The Golden Spiders is one of my faves; enjoy!


----------



## Gertie Kindle (Nov 6, 2008)

blackbelt said:


> The Golden Spiders is one of my faves; enjoy!


One thing in that one does upset me.

Right now I'm happily wallowing in _Might As Well Be Dead_.

My latest two purchases should arrive on Wednesday.


----------



## Mike D. aka jmiked (Oct 28, 2008)

There have been half a dozen or so new Wolfe books listed for preorder in the last several weeks. Looks as though the release date is 21 July 2010. All but two are in the $6.50 range or less.

All but a dozen of the 40+ works are now in ebook form. Not bad for a writer who's been dead for 35+ years.

The entire TV series is now listed on Amazon for less than $60. Time for me to purchase!

Mike


----------



## Gertie Kindle (Nov 6, 2008)

jmiked said:


> There have been half a dozen or so new Wolfe books listed for preorder in the last several weeks. Looks as though the release date is 21 July 2010. All but two are in the $6.50 range or less.


I've ordered most of them. Not paying $9.99 yet. I'll save those for last.

Right now, I'm reading a trilogy that I'd never read before, Homicide Trinity. I just never get tired of these.
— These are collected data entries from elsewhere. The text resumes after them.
PR #7901, opened 2021-09-13
Test pre-commit config for large files

yashk2810:


jakevdp:
Looks like we have a couple existing files that would break this were we to ever send a PR that modifies them:
```
bash-3.2$ git ls-tree -r -l --abbrev --full-name HEAD | sort -n -r -k 4 | head -n 5
100644 blob f866c53f 5913790	cloud_tpu_colabs/images/wave_movie.gif
100644 blob 42dc2b4e 2546436	docs/notebooks/score_matching.ipynb
100644 blob 66059c0b  574004	cloud_tpu_colabs/images/lorentz.png
100644 blob 5f5cc605  526374	docs/notebooks/convolutions.ipynb
100644 blob 1ac0f3de  432019	docs/notebooks/xmap_tutorial.ipynb
```

yashk2810:
I am testing if I modify one of those files, will the pre-commit tests.

yashk2810:
Looks like pre-commit for large files is passing right now. Interesting!

hawkinsp:
Closing as stale.

PR #7906, opened 2021-09-13
Add precision param for pdot

sharadmv:
Currently `pdot` has no precision parameter. When it is lowered we lose information about the `default_matmul_precision` decorator and the precision is always default. This PR adds in the `precision` parameter and plumbs it to the lowered `dot_general`.


mattjj (commented):
Can you add a test?

sharadmv:
> Can you add a test?

Added a test that looks at the jaxpr and the vmapped jaxpr.

mattjj:
Instead of checking the jaxpr, can we just check the behavior (of whether the precision is preserved)?

sharadmv:
Updated to check jaxpr text instead of looking through the data structure.

mattjj (approved):
Thanks!

PR #7907, opened 2021-09-13
jnp.take: require array argument (but not indices) to be arraylike

jakevdp:
Part of #7737

I'm leaving out the `indices` argument for now, because it's quite common downstream for users to pass lists of indices to `jnp.take`. I will likely revisit the indices later.


soraros:
How about add a warning for `indices`, so when/if you revisit this, the situation downstream will be better.

mattjj (approved):

PR #7908, opened 2021-09-14
Switch internal users of jax.util.partial to use functools.partial.

hawkinsp:


soraros:
There is still `jax/lax/__init__.py` and `jax/interpreters/partial_eval.py`.
`

hawkinsp:
> There is still `jax/lax/__init__.py` and `jax/interpreters/partial_eval.py`.

Thanks! I left a TODO for the `lax/__init__.py` one for now.

Issue #7910, opened 2021-09-14
Should the predict function in README.md return inputs rather than outputs?


juliangall:
The example in the readme file has:

```python
def predict(params, inputs):
  for W, b in params:
    outputs = jnp.dot(inputs, W) + b
    inputs = jnp.tanh(outputs)
  return outputs
```

The return value should surely be the **inputs** variable (not **outputs**), as this is the output of the final tanh activation in the loop.

zhangqiaorjc:
Thanks for finding a typo. Would you like to contribute a PR to fix this?

jakevdp:
Actually, I believe this is correct as written. The variable names are a bit confusing, but the intent is to return the result of the final dot product, not the result of the final `tanh` activation function.

zhangqiaorjc:
@jakevdp  Oops..I read the snippet in isolation. Could we maybe add a comment at least? This is confusing on a cursory look...

jakevdp:
We've discussed this previously and ended up renaming variables, and talked about adding a comment but never got consensus on what to add (a sampling of similar issues with relevant discussions: #31, #119, #4048, #4560, #5230, #5236, #7888)

juliangall:
Thanks everyone. A comment will be helpful. My preference would be to have the code do what is necessary to express its intent, and not to "throw away" the final ```tanh``` activation. However, I am sure others will feel differently.

jakevdp:
Thanks! I'm going to close this, since I think the issue should be addressed by #7915

PR #7915, opened 2021-09-14
DOC: add brief comments to example in README

jakevdp:
Why? This example has repeatedly cause confusion (see e.g. #31, #119, #2421, #2422, #3900, #4048, #4560, #5230, #5236, #7888, #7910)


mattjj (approved):
Best code I've ever seen.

> All but a dozen of the 40+ works are now in ebook form. Not bad for a writer who's been dead for 35+ years.


Waiting for The Silent Speaker, another favorite. Soon I will have them all. YAY!!
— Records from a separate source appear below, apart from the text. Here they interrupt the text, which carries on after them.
PR #7927, opened 2021-09-15
Turn jnp.ndarray into a true abstract base class.

hawkinsp:
Make all JAX array types instances of jnp.ndarray.
Remove np.ndarray from jnp.ndarray.

### DIFF
--- a/jax/_src/numpy/lax_numpy.py
+++ b/jax/_src/numpy/lax_numpy.py
@@ -24,9 +24,9 @@ transformations for NumPy primitives can be derived from the transformation
 rules for the underlying :code:`lax` primitives.
 """
 
+import abc
 import builtins
 import collections
-import collections.abc
 from functools import partial
 import operator
 import types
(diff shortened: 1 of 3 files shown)


jax/_src/numpy/lax_numpy.py
```diff
@@ -95,24 +95,26 @@
...
 
   def __instancecheck__(self, instance):
+    # Allow tracer instances that avals that are instances of UnshapedArray.
+    # We could instead just declare Tracer an instance of the ndarray type, but
+    # there can be traced values that are not arrays. The main downside here is
+    # that isinstance(x, ndarray) might return true but
+    # issubclass(type(x), ndarray) might return false for an array tracer.
     try:
-      return isinstance(instance.aval, _arraylike_types)
+      return isinstance(instance.aval, UnshapedArray)
```
jakevdp, line 110: We've run into a few situations where `DeviceArray` objects are created with `aval = None` (there were some `repr`-related bugs in the last week or two). We might still want to handle the `isinstance(DeviceArray)` directly, or perhaps assert that `aval is not None` to avoid difficult-to-debug errors.

jax/_src/numpy/lax_numpy.py
```diff
@@ -95,24 +95,26 @@
...
-class _ArrayMeta(type(np.ndarray)):  # type: ignore
+class ArrayMeta(abc.ABCMeta):
   """Metaclass for overriding ndarray isinstance checks."""
 
   def __instancecheck__(self, instance):
+    # Allow tracer instances that avals that are instances of UnshapedArray.
+    # We could instead just declare Tracer an instance of the ndarray type, but
+    # there can be traced values that are not arrays. The main downside here is
+    # that isinstance(x, ndarray) might return true but
+    # issubclass(type(x), ndarray) might return false for an array tracer.
```
jakevdp, line 108: Should we also overload `__subclasscheck__` to address this concern?

jax/_src/numpy/lax_numpy.py
```diff
@@ -3106,7 +3359,7 @@ def _concatenate_array(arr, axis: int):
 
 @_wraps(np.concatenate)
 def concatenate(arrays, axis: int = 0):
-  if isinstance(arrays, ndarray):
+  if isinstance(arrays, (np.ndarray, ndarray)):
```
jakevdp, line 3362: Here and elsewhere where `isinstance` is used, it might be more correct to use `if _arraylike(arrays)`, though perhaps that should be a separate PR because it does slightly change the behavior.

jax/_src/numpy/lax_numpy.py
```diff
@@ -6285,11 +6539,12 @@ def wrapped(*args, **kwargs):
 # functions, which can themselves handle instances from any of these classes.
 
 _scalar_types = (int, float, complex, np.generic)
+_accepted_binop_types = (int, float, complex, np.generic, np.ndarray, ndarray)
 
 def _defer_to_unrecognized_arg(binary_op):
   # Ensure that other array types have the chance to override arithmetic.
   def deferring_binary_op(self, other):
-    if not isinstance(other, _scalar_types + _arraylike_types + (core.Tracer,)):
+    if not isinstance(other, _accepted_binop_types):
```
jakevdp, line 6547: This is a change of behavior, no? Because some tracers may not have an arraylike aval?

jakevdp:
I think this is a great change, by the way 😁

jax/_src/numpy/lax_numpy.py
hawkinsp: Yes, this would now reject Tracers that are not arrays. But does anyone pass such a thing to one of these operators — wouldn't these all only work for arrays anyway?

In practice, there are no test failures in our internal tests from this cause.

jax/_src/numpy/lax_numpy.py
hawkinsp: I don't think it can be done.  `__subclasscheck__` receives a type, not a value. Whether a tracer is an array or not is a property of a value, not a type. We could rectify this by defining a new `ArrayTracer` subclass of `Tracer`, perhaps.

jax/_src/numpy/lax_numpy.py
hawkinsp: I added a `hasattr(instance, "aval")` guard for now.

jax/_src/numpy/lax_numpy.py
hawkinsp: Yes, I think I'd rather keep this change mechanical and think about that in a future change.

jakevdp (approved):

PR #8773, opened 2021-12-02
add an assert primitive

mattjj:
The assert primitive has an effectful API and so it can't be staged out; it's only a trace-time primitive. It can be discharged to the functional form.

We might want to have separate transforms for discharging errors and for adding error checks. But right now they're just bundled together in the checkify transform.


jax/experimental/checkify.py
```diff
@@ -212,6 +214,24 @@ def check_errors_traceable(msgs, err, code, *args):
   yield outs
 
 
+## assert primitive
+
+def assert_(pred: Bool, msg: str) -> None:
```
LenaMartens, line 219: nit: could probably use a nicer public symbol name, but we can think of that later? I guess you're not supposed to overwrite keywords, and we can't provide a `checkify.assert`?

LenaMartens (approved):
LGTM!

jax/experimental/checkify.py
mattjj: I think we can't overwrite `assert` actually; it's a syntax error. (I tried, of course!)

You're right that this name is bad. But what's a good one? `jassert`? `assert2`? `asssert`? `jax_assert`? `buttert`? (Brainstormed those with @skye...)

mattjj: `allege`?

PR #8774, opened 2021-12-02
Add `profiler.annotate_function` to some internals

rsepassi:


rsepassi:
Fixed the failures in `errors_test` by adding `_src/profiler.py` to the traceback exclusions.

jax/_src/device_array.py
```diff
@@ -125,6 +126,7 @@ def _check_if_deleted(self):
     if self.device_buffer is deleted_buffer:
       raise RuntimeError("DeviceArray has been deleted.")
 
+  @annotate_function
```
hawkinsp, line 129: I'd strongly prefer we use a qualified name. `jax.profiler.annotate_function` or `profiler.annotate_function` has an immediately clear and obvious meaning. `annotate_function` does not.

Same everywhere.

hawkinsp (changes requested):

jax/_src/device_array.py
rsepassi: No problem, done.

hawkinsp (approved):

PR #8780, opened 2021-12-02
[sparse] BCOO.sum_duplicates: fix handling of explicit zeros

jakevdp:
Also patch up some corner cases in `jnp.unique` that the new tests revealed.

### DIFF
--- a/jax/_src/numpy/lax_numpy.py
+++ b/jax/_src/numpy/lax_numpy.py
@@ -5618,14 +5618,21 @@ def _unique(ar, axis, return_index=False, return_inverse=False, return_counts=Fa
   """
   Find the unique elements of an array along a particular axis.
   """
+  if ar.shape[axis] == 0 and size and fill_value is None:
+    raise ValueError(
+      "jnp.unique: for zero-sized input with nonzero size argument, fill_value must be specified")
+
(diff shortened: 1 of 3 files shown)


jax/_src/numpy/lax_numpy.py
```diff
@@ -5618,14 +5618,21 @@ def _unique(ar, axis, return_index=False, return_inverse=False, return_counts=Fa
...
   if fill_value is not None:
     fill_value = asarray(fill_value, dtype=result.dtype)
   if size is not None and fill_value is not None:
-    valid = lax.expand_dims(arange(size) < mask.sum(), tuple(range(1, result.ndim)))
-    result = where(valid, result, fill_value)
+    if result.shape[0]:
+      valid = lax.expand_dims(arange(size) < mask.sum(), tuple(range(1, result.ndim)))
+      result = where(valid, result, fill_value)
+    else:
+      result = empty_like(result, shape=(size, *result.shape[1:])).at[:].set(fill_value)
```
soraros, line 5635: Wouldn't `full_like` work in this case?

jakevdp: Good catch - Done!

froystig (approved):

PR #8795, opened 2021-12-03
[sparse] initial implementation of sparse-sparse multiply

jakevdp:
This leaves some cases unimplemented, but is a good start.


froystig (approved):
Good questions in the inline comments. This is indeed a good start!

PR #8798, opened 2021-12-03
methods for retrieving IRs from each AOT stage

froystig:
part of #7733

### DIFF
--- a/jax/_src/api.py
+++ b/jax/_src/api.py
@@ -514,15 +514,17 @@ class Lowered:
     self.donate_argnums = donate_argnums
     self._no_kwargs = no_kwargs
 
-  def _xla_computation(self):
-    # TODO(frostig): finalize API. For now, return the underlying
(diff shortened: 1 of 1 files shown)


jax/_src/api.py
```diff
@@ -552,6 +554,12 @@ def __init__(self, executable, in_tree, out_tree, donate_argnums,
     self.donate_argnums = donate_argnums
     self._no_kwargs = no_kwargs
 
+  def compiler_ir(self):
+    return self._executable.xla_executable().hlo_modules()
```
hawkinsp, line 558: Comment to explain why this exists? Is it supposed to be the optimized IR?

hawkinsp (approved):

jax/_src/api.py
froystig: Good idea. Yes it is. Added a comment.

PR #8829, opened 2021-12-06
Add checkify rule for scan.

LenaMartens:


tests/checkify_test.py
```diff
@@ -147,6 +147,64 @@ def f(x):
     self.assertIs(err.get(), None)
 
 
+  def test_scan_map(self):
+    def scan_body(_, x):
+      return None, jnp.sin(x)
```
mattjj, line 152: I think `jnp.sin(jnp.inf)` fails to generate a nan on TPU. That's why I made some of the tests in this file skip TPU. We might have to do that here. Or we could switch to a different test function+input, like jnp.inf * 0. (I'm not totally sure if this test will fail, but just wanted to give a heads up in case it happens!)

mattjj (approved):
Lovely!

tests/checkify_test.py
LenaMartens: Yep, they need to be skipped for TPU too (forgot to run the TPU tests). Thanks for the heads-up!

> The entire TV series is now listed on Amazon for less than $60. Time for me to purchase!
> 
> Mike


I've got $50 in GC's coming from my Amazon Visa. Time to cash them in!!


----------



## Mike D. aka jmiked (Oct 28, 2008)

Gertie Kindle 'a/k/a Margaret Lake' said:


> I've ordered most of them. Not paying $9.99 yet. I'll save those for last.
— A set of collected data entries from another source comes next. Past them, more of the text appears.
PR #8834, opened 2021-12-06
[x64] add new jax_default_dtype_bits flag

jakevdp:
This is part of landing step 1 of #8178.

This adds a new `jax_default_dtype` flag, which defaults to `'x64'`, and can be set to `'x32'`. It controls the precision of `dtypes.int_`, `dtypes.float_`, `jnp.int_`, `jnp.float_`, etc. and by extension, controls the default precision of arrays created by functions like `jnp.arange`, `jnp.linspace`, `jnp.argsort`, etc.

This makes it such that the core change of #8180 will simply be to flip the default flag value to `'32'`. Having the flag available during the transition to this new default will allow a softer landing for teams affected by this change.

### DIFF
--- a/jax/_src/config.py
+++ b/jax/_src/config.py
@@ -543,6 +543,14 @@ hlo_source_file_canonicalization_regex = config.define_string_state(
           'persistent compilation cache, which includes HLO metadata in the '
           'cache key.'))
 
+config.define_enum_state(
+    name='jax_default_dtype_bits',
+    enum_values=['32', '64'],
+    default='64',
+    help=('Specify bit width of default dtypes, either 32-bit or 64-bit. '
+          'This is a temporary flag that will be used during the process '
+          'of deprecating the ``jax_enable_x64`` flag.'))
+
 def _update_x64_global(val):
   lib.jax_jit.global_state().enable_x64 = val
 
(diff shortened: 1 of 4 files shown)


mattjj:
WDYT about calling it `jax_default_dtype` or `jax_default_dtype_precision`?  I'm just a little concerned with it getting confused with `jax_default_matmul_preicision`, in the sense that someone looking for the thing `jax_default_matmult_precision` controls might see `jax_default_precision` and assume it's what they're after. Both are about precision but it seems like mentioning `dtype` might make it a little more intuitive.

jax/_src/config.py
```diff
@@ -543,6 +543,17 @@ def update_thread_local_jit_state(**kw):
           'persistent compilation cache, which includes HLO metadata in the '
           'cache key.'))
 
+default_precision = config.define_enum_state(
```
mattjj, line 546:
```suggestion
config.define_enum_state(
```

`config.define_enum_state` returns a function to be used as a contextmanager, so if you don't want a contextmanager to be an option then we shouldn't define one here.

jakevdp: Done

jakevdp:
Thanks - renamed the flag to `jax_default_dtype`, though it's maybe a bit confusing (`"32"` isn't a dtype, after all). Maybe `jax_default_typewidth`? `jax_default_dtype_bits`?

jakevdp:
Or maybe keep it as `jax_default_dtype`, but make the enumeration `['x32', 'x64']` to stick with our current nomenclature

mattjj:
You make good points! `jax_default_dtype_bits` seems kinda nice and thorough; no one's going to confuse that with matmul precision! I trust whatever you settle on.

mattjj (approved):

PR #8841, opened 2021-12-07
[host_callback] Fix usage of host_callback together with lower_fun.

gnecula:
lower_fun is not quite public API, but people do use it when defining
new primitives. lower_fun was missing a call to the outfeed_rewriter.
In order to make the apply_outfeed_rewriter visible from xla.py, I
moved it from dispatch.py to core.py.

Bug: #8853

### DIFF
--- a/jax/interpreters/xla.py
+++ b/jax/interpreters/xla.py
@@ -1019,6 +1019,7 @@ def lower_fun(fun: Callable, *, multiple_results: bool, backend=None,
       wrapped_fun = _tuple_output(wrapped_fun)
     with core.extend_axis_env_nd(zip(axis_env.names, axis_env.sizes)):
       jaxpr, _, consts = pe.trace_to_jaxpr_dynamic(wrapped_fun, avals)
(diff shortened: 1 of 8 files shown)


jax/interpreters/xla.py
```diff
@@ -1019,6 +1019,7 @@ def f_with_avals(c, avals, xla_args, params):
       wrapped_fun = _tuple_output(wrapped_fun)
     with core.extend_axis_env_nd(zip(axis_env.names, axis_env.sizes)):
       jaxpr, _, consts = pe.trace_to_jaxpr_dynamic(wrapped_fun, avals)
+    jaxpr = core.apply_outfeed_rewriter(jaxpr)
```
hawkinsp, line 1022: If this needs to go here, it also needs to go in the other variants within this function, and in the similar function in mlir.py.

But I'm a bit confused by, e.g., what `avals` means here now, because this function changes the jaxpr's signature. How can this be type correct? The caller will not have passed enough arguments to make this work.

hawkinsp (changes requested):

PR #8843, opened 2021-12-07
[x64]: improve dtype mismatch errors for lax functions

jakevdp:
This improves the type mismatch error message for `lax` operations, pointing to a similar numpy function that does automated type promotion as part of the API. This is a common type of error that arises in the transition to different default dtypes (see #8178), so hopefully this will improve user experience.

I couldn't think of any way to extract this mapping automatically, but the `lax` and `jax.numpy` APIs are stable enough at this point that I think hard-coding it is OK.

Before:
```pytb
$ python -c "from jax import lax; lax.add(1, 1.0)"
<...>
TypeError: add requires arguments to have the same dtypes, got int32, float32.
```
After:
```pytb
$ python -c "from jax import lax; lax.add(1, 1.0)"
<...>
TypeError: lax.add requires arguments to have the same dtypes, got int32, float32. (Tip: jnp.add is a similar function that does automatic type promotion on inputs).
```

### DIFF
--- a/jax/_src/lax/lax.py
+++ b/jax/_src/lax/lax.py
@@ -4225,6 +4225,62 @@ def padtype_to_pads(in_shape, window_shape, window_strides, padding):
     raise TypeError(msg.format(padding))
 
 
+# Map of lax function to equivalent jax.numpy function for use in error string below.
+_JNP_FUNCTION_EQUIVALENTS = {
+  'abs': 'fabs',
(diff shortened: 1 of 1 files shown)


mattjj (approved):
Nice!

(Not for this PR, but maybe a future one, just thinking about error messages: if one argument is a Python literal and that causes an exception, we could mention it in the error message.)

Same here, I've not ordered any of the $9.99 ones yet. I'm hoping that the publisher has some way of noticing that the other publisher is getting sales and they aren't. 

Mike


----------



## Gertie Kindle (Nov 6, 2008)

jmiked said:


> Same here, I've not ordered any of the $9.99 ones yet. I'm hoping that the publisher has some way of noticing that the other publisher is getting sales and they aren't.
> 
> Mike


I think Crimeline is a division of Bantam so I don't understand the big price difference. I'm just happy most of them are reasonably priced.


----------



## jj2339 (Jan 18, 2010)

For the Nero Wolfe books, is it necessary to read them in order? I know for Marple and Poirot occasionally they reference a prior story, but generally are standalone.  I wasn't sure if the Nero books are best read in order, or if I could just pick the ones that interest me the most?


----------



## Gertie Kindle (Nov 6, 2008)

jj2339 said:


> For the Nero Wolfe books, is it necessary to read them in order? I know for Marple and Poirot occasionally they reference a prior story, but generally are standalone. I wasn't sure if the Nero books are best read in order, or if I could just pick the ones that interest me the most?


Occasionally a previous case will be mentioned. Sometimes those cases were never in any of the books, just something made up.

You can read them in any order. Just understand that nobody gets any older in these books, but they do change with the times.

The first one was _Fer-de-Lance_. Here's a link to the books in order.

http://www.fantasticfiction.co.uk/s/rex-stout/

There are three that reference the same master criminal. The first one was _And Be a Villain_, then _The Second Confession_ and finally _In the Best of Families._.

My personal favorites are _The Doorbell Rang_, _The Silent Speaker_ (not kindleized yet) and _The Mother Hunt_.

Until you read several of them, don't read the novella collections. You won't enjoy them as much if you don't understand the dynamics between Wolfe and Archie.

Happy reading. I love these guys.


----------



## daringnovelist (Apr 3, 2010)

jj2339 said:


> For the Nero Wolfe books, is it necessary to read them in order? I know for Marple and Poirot occasionally they reference a prior story, but generally are standalone. I wasn't sure if the Nero books are best read in order, or if I could just pick the ones that interest me the most?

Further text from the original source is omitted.